Exercise objective: Copy nothing from the entries below except the lines from the one containing "This patch provides" through the one containing "- Bumps Prophecy to 1.14+", and copy those exactly.
[Input material Boundary: Start]
PR #40, opened 2021-10-29
ArrayAccess arg type in BaseInputFilter::validateInputs()

darckking:
Signed-off-by: illia <illia.gapak@ffflabel.com>

|    Q          |   A
|-------------- | ------
| Documentation | no
| Bugfix        | no
| BC Break      | no
| New Feature   | no
| RFC           | no
| QA            | yes

### Description

I described the problem on Laminas forums, you can find it here
https://discourse.laminas.dev/t/arrayaccess-arg-type-in-baseinputfilter-validateinputs/2567
The test I added illustrates 2 problems:
1. Wrong behavior on PHP >7.4 because array_key_exists doesn't call for ArrayAccess::offsetExists()
2. Deprecation warning on PHP 7.4, I believe PHP 8 will throw an error, haven't tested that.

At least I expect that ArrayAccess will be removed from DocBlock of BaseInputFilter::validateInputs(), but ideally validateInputs() $data argument must be typed as an array. When min PHP version will change to 7.4 - BaseInputFilter::$data typed as an array as well. After this fixed - my test has to be removed or BaseInputFilter::validateInputs() must get proper support for ArrayAccess object.

### DIFF
--- a/test/BaseInputFilterTest.php
+++ b/test/BaseInputFilterTest.php
@@ -683,6 +683,52 @@ class BaseInputFilterTest extends TestCase
         self::assertSame($filteredArray, $baseInputFilter->getRawValues());
     }
 
+    public function testValidateInputsUsingArrayAccessObjectAsDataArgument()
+    {
+        $myInputFilter = new class extends BaseInputFilter{
+            protected function validateInputs(array $inputs, $data = [], $context = null)
+            {
+                // according to DocBlock $data must be array or ArrayAccess, so if it's not an ArrayAccess then array
+                // and I can safely pass $data to MyArrayAccess object __construct
+                if (! $data instanceof \ArrayAccess) {
+                    $data = new class($data) implements \ArrayAccess {
+                        protected $input1 = 'default';
+                        public function __construct(array $data)
+                        {
+                            if (key_exists('input1', $data)) {
+                                $this->input1 = $data['input1'];
+                            }
+                        }
+                        public function offsetExists($offset)
+                        {
+                            return $offset === 'input1';
+                        }
+                        public function offsetGet($offset)
+                        {
+                            return $this->$offset;
+                        }
+                        public function offsetSet($offset, $value)
+                        {
+                        }
+                        public function offsetUnset($offset)
+                        {
+                        }
+                    };
+                }
+                // So I pass ArrayAccess object to parent function, what is allowed according to DocBlock
+                return parent::validateInputs($inputs, $data, $context);
+            }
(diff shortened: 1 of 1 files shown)


froschdesign:
@darckking 
Please check the failed checks:

* https://github.com/laminas/laminas-inputfilter/runs/4048519547?check_suite_focus=true#step:3:309
* https://github.com/laminas/laminas-inputfilter/runs/4048519683?check_suite_focus=true#step:3:350
* https://github.com/laminas/laminas-inputfilter/runs/4048519768?check_suite_focus=true#step:3:350

Thanks in advance! 👍

darckking:
> @darckking Please check the failed checks:
> 
> * https://github.com/laminas/laminas-inputfilter/runs/4048519547?check_suite_focus=true#step:3:309
> * https://github.com/laminas/laminas-inputfilter/runs/4048519683?check_suite_focus=true#step:3:350
> * https://github.com/laminas/laminas-inputfilter/runs/4048519768?check_suite_focus=true#step:3:350
> 
> Thanks in advance! 👍

darckking:
@froschdesign 
Hi
What exactly should I check ?
Yes, the test I added fails. But that is my goal to show that there is a problem. When I use ArrayAccess argument which is allowed according to annotation.
7.3 - wrong result.
7.4  - deprecation warning
8 - type error

froschdesign:
@darckking 
> Yes, the test I added fails. But that is my goal to show that there is a problem.

You are right. Thank you for the reminder!
Would you also provide a solution?

darckking:
@froschdesign 

> At least I expect that ArrayAccess will be removed from DocBlock of BaseInputFilter::validateInputs(), but ideally validateInputs() $data argument must be typed as an array. When min PHP version will change to 7.4 - BaseInputFilter::$data typed as an array as well. After this fixed - my test has to be removed or BaseInputFilter::validateInputs() must get proper support for ArrayAccess object.

Basically it depends on how important it is to have ArrayAccess as argument. If no - then remove it, if yes - then ArrayAccess::offsetExists() must be used instead of array_key_exists() in BaseInputFilter line 261

froschdesign:
@darckking 
> …then remove it…

It is a bug in DocBlocks, so go for it.
Thanks in advance! 👍

darckking:
I removed ArrayAccess and created another pull request [#46 ](https://github.com/laminas/laminas-inputfilter/pull/46).
I close this pull request because the test I added is not relevant anymore after ArrayAccess removal.

PR #43, opened 2021-11-09
CollectionInputFilter::isValid($context) - pass $context to nested input filter

### LINKED ISSUE #42: CollectionInputFilter - isValid does not pass $context variable
[CollectionInputFilter::isValid($context = null)](https://github.com/laminas/laminas-inputfilter/blob/2.13.x/src/CollectionInputFilter.php#L211) does not pass $context variable to [nested input filter](https://github.com/laminas/laminas-inputfilter/blob/2.13.x/src/CollectionInputFilter.php#L240). I do not know if it is expected behavior.

I need to get whole input filter $context from my nested validators. If it is bug, I can create PR. If it is expected behavior I can create PR with new ContextCollectionInputFilter which will pass $context to nested input filter.

vaclavvanik:
As I mentioned in #42 `CollectionInputFilter::isValid($context)` does not pass given `$context` to nested input filter.

I expect the current behavior is rather bug - php doc - @param mixed $context Ignored, but present to retain signature compatibility.

This PR fixes passing `$context` and thus `$context` is available in nested input filter and its validators.

### DIFF
--- a/psalm-baseline.xml
+++ b/psalm-baseline.xml
@@ -921,7 +921,7 @@
       <code>function () use ($dataRaw, $dataFiltered) {</code>
       <code>function () use ($dataRaw, $dataFiltered, $errorMessage) {</code>
     </MissingClosureReturnType>
-    <MissingParamType occurrences="21">
+    <MissingParamType occurrences="19">
       <code>$count</code>
       <code>$count</code>
       <code>$count</code>
@@ -941,10 +941,8 @@
       <code>$inputFilter</code>
       <code>$required</code>
       <code>$value</code>
-      <code>$customContext</code>
-      <code>$expectedContext</code>
     </MissingParamType>
-    <MissingReturnType occurrences="31">
+    <MissingReturnType occurrences="29">
       <code>countVsDataProvider</code>
       <code>dataNestingCollection</code>
       <code>dataVsValidProvider</code>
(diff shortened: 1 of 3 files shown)


src/CollectionInputFilter.php
```diff
@@ -206,7 +206,6 @@ public function setNotEmptyValidator(NotEmpty $notEmptyValidator)
 
     /**
      * {@inheritdoc}
-     * @param mixed $context Ignored, but present to retain signature compatibility.
```
froschdesign, line 209: This part should be updated and not removed.

vaclavvanik: Imho this line should be removed because is same as in [BaseInputFilter](https://github.com/laminas/laminas-inputfilter/blob/2.13.x/src/BaseInputFilter.php#L218)

froschdesign: Then the rest of DocBlock must be updated:

```php
/**
 * @inheritdoc
 */
```

psalm-baseline.xml
```diff
@@ -972,6 +974,8 @@
       <code>testSettingDataAsTraversableWithInvalidCollectionsRaisesException</code>
       <code>testSettingDataWithNonArrayNonTraversableRaisesException</code>
       <code>testUsesMessageFromComposedNotEmptyValidatorWhenRequiredButCollectionIsEmpty</code>
+      <code>contextProvider</code>
+      <code>testValidationContext</code>
```
froschdesign: Uff, Psalm was added but without any other changes.
For new code, it should be done right away. Please add the missing return and parameter types in the code itself.

PR #46, opened 2021-11-28
Bugfix: removed ArrayAccess from BaseInputFilter::validateInputs() DocBlocks

darckking:
Signed-off-by: illia <illia.gapak@ffflabel.com>

|    Q          |   A
|-------------- | ------
| Documentation | no
| Bugfix        | yes
| BC Break      | yes
| New Feature   | no
| RFC           | no
| QA            | no

### Description

I described the problem on [Laminas Forums](https://discourse.laminas.dev/t/arrayaccess-arg-type-in-baseinputfilter-validateinputs/2567) and created a test to show the issue [#40 ](https://github.com/laminas/laminas-inputfilter/pull/40)

This is breaking change for everyone who extends BaseInputFilter::validateInputs() due function signature change - I added 'array' type to $data argument.

### DIFF
--- a/src/BaseInputFilter.php
+++ b/src/BaseInputFilter.php
@@ -229,9 +229,9 @@ class BaseInputFilter implements
      * @param  mixed|null $context
      * @return bool
      */
-    protected function validateInputs(array $inputs, array $data = [], $context = null)
+    protected function validateInputs(array $inputs, $data = [], $context = null)
     {
-        $inputContext = $context ?: (array_merge($this->getRawValues(), $data));
+        $inputContext = $context ?: (array_merge($this->getRawValues(), (array) $data));
 
         $this->validInputs   = [];
         $this->invalidInputs = [];
--- a/src/BaseInputFilter.php
+++ b/src/BaseInputFilter.php
@@ -2,7 +2,6 @@
 
 namespace Laminas\InputFilter;
 
-use ArrayAccess;
 use Laminas\Stdlib\ArrayUtils;
 use Laminas\Stdlib\InitializableInterface;
 use Traversable;
@@ -226,13 +225,13 @@ class BaseInputFilter implements
      * Validate a set of inputs against the current data
      *
      * @param  string[] $inputs Array of input names.
-     * @param  array|ArrayAccess $data
+     * @param  array $data
      * @param  mixed|null $context
      * @return bool
      */
-    protected function validateInputs(array $inputs, $data = [], $context = null)
+    protected function validateInputs(array $inputs, array $data = [], $context = null)
     {
-        $inputContext = $context ?: (array_merge($this->getRawValues(), (array) $data));
+        $inputContext = $context ?: (array_merge($this->getRawValues(), $data));
 
         $this->validInputs   = [];
         $this->invalidInputs = [];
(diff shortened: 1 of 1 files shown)


src/BaseInputFilter.php
```diff
@@ -226,13 +225,13 @@ public function isValid($context = null)
      * Validate a set of inputs against the current data
      *
      * @param  string[] $inputs Array of input names.
-     * @param  array|ArrayAccess $data
+     * @param  array $data
      * @param  mixed|null $context
      * @return bool
      */
-    protected function validateInputs(array $inputs, $data = [], $context = null)
+    protected function validateInputs(array $inputs, array $data = [], $context = null)
```
Ocramius, line 232: This is a clear BC break, as it forces callers of this method to change.

The old signature needs to be kept, with an `instanceof` check.

Ocramius (changes requested):

src/BaseInputFilter.php
```diff
@@ -226,7 +225,7 @@ public function isValid($context = null)
      * Validate a set of inputs against the current data
      *
      * @param  string[] $inputs Array of input names.
-     * @param  array|ArrayAccess $data
```
Ocramius, line 229: As it stands, this is still a BC break due to change of declaration

Ocramius (changes requested):

src/BaseInputFilter.php
darckking: I'm a bit confused. @froschdesign told to me that I can remove ArrayAccess, [here](https://github.com/laminas/laminas-inputfilter/pull/40#issuecomment-981098629)

Ocramius: Eh, it's still `protected` API (which counts as `public`, because of inheritance being part of the design of  `BaseInputFilter`.

Perhaps there was some misunderstanding?

froschdesign: @Ocramius 
The DocBlock is wrong here because an ArrayAccess object has never worked with this method.

darckking: Yeah
this is what I wrote 

> Basically it depends on how important it is to have ArrayAccess as argument. If no - then remove it, if yes - then ArrayAccess::offsetExists() must be used instead of array_key_exists() in BaseInputFilter line 261

Then it should be like you say, keep ArrayAccess, and add instanceof check. Right ?

Ocramius: Makes sense, thanks - that's misunderstanding on my end then :)

Ocramius (approved):

src/BaseInputFilter.php
Ocramius: Nope, all good - I was wrong here, 🚢

Ocramius:
We can remove the `array` cast too: 

```


░░░░░░░░░░░░░░░░░░░░░░░░░░░░░░░░░░░░░░░░░░░░░░░░░░░░░
Error: Redundant cast to array given docblock-provided type
```

darckking:
Yes
Maybe I can revert the last commit or 'array' type for $data arg is still a problem ? Because it is a BC break, but feels like a right thing to do.

Ocramius:
> Because it is a BC break, but feels like a right thing to do.

Yeah, seems like the right move - let's do it.

Note: child classes overriding this would still work as expected, because as of older PHP 7 versions, parameter variance can change with laxer types (or no type)

PR #48, opened 2021-12-02
Provide PHP 8.1 support

### LINKED ISSUE #44: PHP 8.1 support
### Feature Request

|    Q        |   A
|------------ | ------
| New Feature | yes

#### Summary

PHP with [version 8.1 is released](https://www.php.net/releases/8.1/index.php) and for this component the support of the new version is still missing.

weierophinney:
This patch provides PHP 8.1 support by making the following changes:

- Adds 8.1.0 to list of PHP constraints
- Bumps laminas-db to 2.13.4
- Bumps laminas-filter to 2.13
- Bumps laminas-validator to 2.15
- Bumps PHPUnit to 9.5.5+
- Bumps Prophecy to 1.14+
- Switches from laminas-zendframework-bridge + replace rule to conflict rule
- Ignores UnusedClass errors that reference ZF classes
- Adds `#[ReturnTypeWillChange]` attribute to `BaseInputFilter::count()` implementation
- Ignores platform requirements when testing for PHP 8.1 (primarily due to laminas-coding-standard version)

### DIFF
--- a/.laminas-ci.json
+++ b/.laminas-ci.json
@@ -1,0 +1,5 @@
+{
+    "ignore_php_platform_requirements": {
+        "8.1": true
+    }
+}
--- a/phpunit.xml.dist
+++ b/phpunit.xml.dist
@@ -1,13 +1,19 @@
 <?xml version="1.0" encoding="UTF-8"?>
-<phpunit xmlns:xsi="http://www.w3.org/2001/XMLSchema-instance" xsi:noNamespaceSchemaLocation="https://schema.phpunit.de/9.3/phpunit.xsd" bootstrap="vendor/autoload.php" colors="true">
-  <coverage processUncoveredFiles="true">
-    <include>
-      <directory suffix=".php">src</directory>
-    </include>
-  </coverage>
-  <testsuites>
-    <testsuite name="laminas-inputfilter Test Suite">
-      <directory>./test</directory>
-    </testsuite>
-  </testsuites>
+<phpunit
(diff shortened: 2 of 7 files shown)


.laminas-ci.json
```diff
@@ -0,0 +1,5 @@
+{
+    "ignore_php_platform_requirements": {
```
weierophinney, line 2: This is due to being on the laminas-coding-standard 2.2 series. I didn't bump to 2.3, because that version adds the `declare(strict_types=1)` directive and strict equality checks by default, which can have a fair number of knock-on effects in a library like this.

froschdesign (approved):

phpunit.xml.dist
```diff
@@ -1,13 +1,19 @@
...
-  <testsuites>
-    <testsuite name="laminas-inputfilter Test Suite">
-      <directory>./test</directory>
-    </testsuite>
-  </testsuites>
+<phpunit
+    xmlns:xsi="http://www.w3.org/2001/XMLSchema-instance"
+    xsi:noNamespaceSchemaLocation="vendor/phpunit/phpunit/phpunit.xsd"
+    bootstrap="vendor/autoload.php"
+    convertDeprecationsToExceptions="true"
```
weierophinney, line 6: Added this, as PHPUnit 9.5.10 toggles this off by default, and we want to detect deprecations early.

froschdesign: Reference: https://github.com/sebastianbergmann/phpunit/blob/master/ChangeLog-9.5.md#9510---2021-09-25

PR #49, opened 2022-01-05
Introduce allowNull setting for Input.

darckking:
Signed-off-by: illia <illia.hapak@scharc.com>

|    Q          |   A
|-------------- | ------
| Documentation | no
| Bugfix        | no
| BC Break      | yes
| New Feature   | yes
| RFC           | no
| QA            | no

### Description

I want propose alternative for deprecated allowEmpty and continueIfEmpty settings.
Why ?
Let's think about following example. We have 3 entities: Store, Product, Category. Product has Category as optional relation. Categories have relation to Store.
```php
$inputFilterSpecs = [
    //... the other inputs like name, cost, etc
    'category' => [
        'name' => 'category',
        'required' => false,
        'filters' => [
            ['name' => EntityFilter::class], // find Category entity in DB by id
        ],
        'validators' => [
            [
                'name' => ObjectExistsValidator::class, // make sure that Category exists before continue
                'break_chain_on_failure' => true,
            ],
            ['name' => CategoryValidator::class], // check if user can add product to this category, etc
        ],
    ],
];
```
I set data to Product using Laminas\Hydrator\ClassMethodsHydrator
```php
class Product {
    ...
    public function setCategory(?Category $category){
        $this->category = $category
    }
    ...
}
```
Problem of 'category' input: 
required = false AND allowEmpty = false AND continueIfEmpty = false. 
As a consequence empty array "[]" and empty string "" are accepted as valid values and lead to **TypeError**.

To avoid this I can add 'continue_if_empty' => true XOR make input required and force client explicitly send null value. But it means that null will be filtered and validated.

Solution using $allowNull setting
```php
$inputFilterSpecs = [
    //... the other inputs like name, cost, etc
    'category' => [
        'name' => 'category',
        'required' => false,
        'allow_null' => true,
        'continue_if_empty' => true,
        // ... filter, validators, etc
    ],
];
```

### DIFF
--- a/src/Factory.php
+++ b/src/Factory.php
@@ -254,6 +254,9 @@ class Factory
                     }
                     $this->populateValidators($input->getValidatorChain(), $value);
                     break;
+                case 'allow_null':
+                    $input->setAllowNull($value);
+                    break;
                 default:
                     // ignore unknown keys
                     break;
--- a/src/Input.php
+++ b/src/Input.php
@@ -28,6 +28,8 @@ class Input implements
      */
     protected $continueIfEmpty = false;
 
+    protected bool $allowNull = false;
+
     /** @var bool */
     protected $breakOnFailure = false;
 
@@ -106,6 +108,12 @@ class Input implements
     public function setContinueIfEmpty($continueIfEmpty)
     {
         $this->continueIfEmpty = (bool) $continueIfEmpty;
+        return $this;
+    }
+
+    public function setAllowNull(bool $allowNull): InputInterface
+    {
+        $this->allowNull = $allowNull;
         return $this;
     }
 
@@ -230,6 +238,11 @@ class Input implements
         return $this->continueIfEmpty;
     }
 
+    public function allowNull(): bool
+    {
+        return $this->allowNull;
+    }
+
     /**
      * @return string|null
      */
@@ -289,6 +302,9 @@ class Input implements
      */
     public function getValue()
     {
+        if($this->allowNull && is_null($this->value)){
+            return null;
+        }
         $filter = $this->getFilterChain();
         return $filter->filter($this->value);
     }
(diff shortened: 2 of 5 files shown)


froschdesign:
I think your problem can be solved with other options like the [`ToNull` filter](https://docs.laminas.dev/laminas-filter/standard-filters/#tonull) or a fallback value, no need to extend the input filter.

darckking:
ToNull filter -  Let's assume I put ToNull filter before EntityFilter in my example.
```php
$inputFilterSpecs = [
    //... the other inputs like name, cost, etc
    'category' => [
        'name' => 'category',
        'required' => false,
        'filters' => [
            ['name' => ToNull::class],
            ['name' => EntityFilter::class], // find Category entity in DB by id
        ],
    ],
];
```
Indeed, it will filter [] or "" to null and will solve TypeError. However it works only for not required properties. If we make property required then ValidatorChain will be executed, to bypass it - allowEmpty (deprecated) must be set to true. Or validators must be configurable to consider null as valid value - I don't like this option, such configuration must be on Input not validators.

Another problem with this is that API is not strict enough, when clients post [] or "" they should get validation error, that only integers or null allowed. Also Imo it's better to skip execution of FilterChain and ValidatorChain when we know that null is a valid value and no need to filter / validate it, in same manner as continueIfEmpty = false; does.

Fallback value is even worse solution, when input has fallback value and ValidatorChain is invalid, it silently sets fallback value as input's value. So API clients think they can post anything and API will swallow it.

So yeah, these are workarounds but not acceptable solutions for me.

froschdesign:
> …these are workarounds but not acceptable solutions for me.

An the extension of the input filter class is also a workaround and not the desired way.

vaclavvanik:
Use required true. Set NotEmptyValidator with settings that allow null. (I am answering from phone thusI cannot paste example)

darckking:
Good idea. Will try that. 
Thank you!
[Input material Boundary: End]
Your response:
This patch provides PHP 8.1 support by making the following changes:

- Adds 8.1.0 to list of PHP constraints
- Bumps laminas-db to 2.13.4
- Bumps laminas-filter to 2.13
- Bumps laminas-validator to 2.15
- Bumps PHPUnit to 9.5.5+
- Bumps Prophecy to 1.14+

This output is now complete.